Build primitives, then compose them:

// Primitive: react before tool execution
const useReadBeforeEdit = useBefore("tool", (s) => {
  const last = s.messages.at(-1);
  if (last?.role !== "assistant" || !last.tool_calls) return;
  for (const tc of last.tool_calls) {
    const args = JSON.parse(tc.function.arguments);
    if (tc.function.name === "Edit" && !s.ext.filesRead?.includes(args.file_path)) {
      return { messages: rewriteToRead(s.messages, tc) };
    }
  }
});

// Group hooks into a custom hook
function useGuardrails() {
  return [usePermissions(myRules), useReadBeforeEdit, useBudget(30)];
}

await run("fix the bug", {
  hooks: [...useGuardrails(), useSkills(mySkills, baseSystem, skillTool), useCompact(128_000, summarize)],
});

External state

Agent state isn't just the transcript. ext holds arbitrary external state — the framework ignores it, hooks read and write it.

An external event source (emails, webhooks, CI, whatever) pushes into ext. A hook sees it and injects a message. The agent reacts.

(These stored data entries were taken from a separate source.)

PR #69, opened 2017-05-20
DRY up the apt-keys task using a default variable

jeffwidman:
Uses a default var instead of repeating tasks.

Note that this changes the behavior slightly such that the same keyserver will be used for fetching both the old and new keys. Open to feedback on this, just the more I thought about it, I realized that anyone paranoid enough to run their own keyserver will likely be doing it for both keys (or simply comment out the key they don't want).

### DIFF
--- a/tasks/pkg-debian.yml
+++ b/tasks/pkg-debian.yml
@@ -2,21 +2,16 @@
 - name: Install apt-transport-https
   apt: name=apt-transport-https state=present
 
-- name: Install ubuntu apt-key server
-  apt_key: id=A2923DFF56EDA6E76E55E492D3A80E30382E94DE keyserver=hkp://keyserver.ubuntu.com:80 state=present
-  when: datadog_apt_key_url_new is not defined
-
-- name: Install Datadog apt-key
-  apt_key: id=A2923DFF56EDA6E76E55E492D3A80E30382E94DE url={{ datadog_apt_key_url_new }} state=present
-  when: datadog_apt_key_url_new is defined
-
-- name: Ensure ubuntu apt-key server is present
-  apt_key: id=C7A7DA52 keyserver=hkp://keyserver.ubuntu.com:80 state=present
-  when: datadog_apt_key_url is not defined
-
-- name: Ensure Datadog apt-key is present
-  apt_key: id=C7A7DA52 url={{ datadog_apt_key_url }} state=present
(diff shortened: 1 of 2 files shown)


tasks/pkg-debian.yml
```diff
@@ -2,21 +2,16 @@
...
-  apt_key: id=C7A7DA52 keyserver=hkp://keyserver.ubuntu.com:80 state=present
-  when: datadog_apt_key_url is not defined
-
-- name: Ensure Datadog apt-key is present
-  apt_key: id=C7A7DA52 url={{ datadog_apt_key_url }} state=present
-  when: datadog_apt_key_url is defined
+- name: Ensure Datadog apt-keys are installed
+  apt_key:
+    id: "{{ item }}"
+    keyserver: "{{ datadog_apt_key_url }}"
```
olivielpeau, line 8: actually, `datadog_apt_key_url` is not a link to a `keyserver` but to an actual direct URL from which the key can be downloaded, so they're necessarily different for the 2 keys.

So instead of `with_items` you could use `with_dict` to be able to specify both keys' fingerprint and url

olivielpeau (changes requested):
Thanks @jeffwidman! I left a comment, let me know what you think

tasks/pkg-debian.yml
jeffwidman: Good point, I overlooked that one set of tasks was using the `url` param and the other the`keyserver` param.

It's late, so maybe I'm missing something, but even when using `with_dict`, I'm not seeing how this could be DRY'd up and still retain the full logic of using a `keyserver` only for the keys where the custom `url` isn't specified?

How do you handle the case where someone specifies a custom url for one of the keys but not the other? Or can we assume it's all-or-nothing that for both keys they'll either use the keyserver or specify custom urls?

olivielpeau: You're right, `with_dict` wouldn't work since we're using a different parameter depending on whether a custom url is provided.

We could assume that if a custom url is provided for one key then the second is too, but it'd probably make the logic more complex and difficult to understand...

So I actually don't see how to DRY this up in a simple way. Maybe we could simply keep the code as it is and improve the comments/names of the tasks?

jeffwidman: I think best to just leave as-is for now, this can be simplified once you rotate the keys and don't need two copies of them.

// Watch for emails outside the loop, push into ext
const emailEvents = new EventSource("/emails/stream");
const pending: Email[] = [];
emailEvents.onmessage = (e) => pending.push(JSON.parse(e.data));

// Hook: when the agent finishes a turn, check for new emails
const emailHook: Hook = (s) => {
  const last = s.messages.at(-1);
  if (last?.role !== "assistant" || last.tool_calls) return; // wait for turn to complete

  if (pending.length === 0) return;
  const emails = pending.splice(0); // drain

  return {
    stop: false, // keep the loop alive
    ext: { ...s.ext, inbox: emails },
    messages: [
      ...s.messages,
      { role: "user", content: `New emails:\n${emails.map((e) => `- ${e.from}: ${e.subject}\n  ${e.body}`).join("\n\n")}\n\nDraft replies.` },
    ],
  };
};

await run("You are an email assistant. Wait for emails and draft replies.", {
  hooks: [emailHook, useBudget(100)],
});

Same pattern works for anything: Slack messages, GitHub webhooks, CI status, sensor data. The event source lives outside the loop, the hook bridges it into state.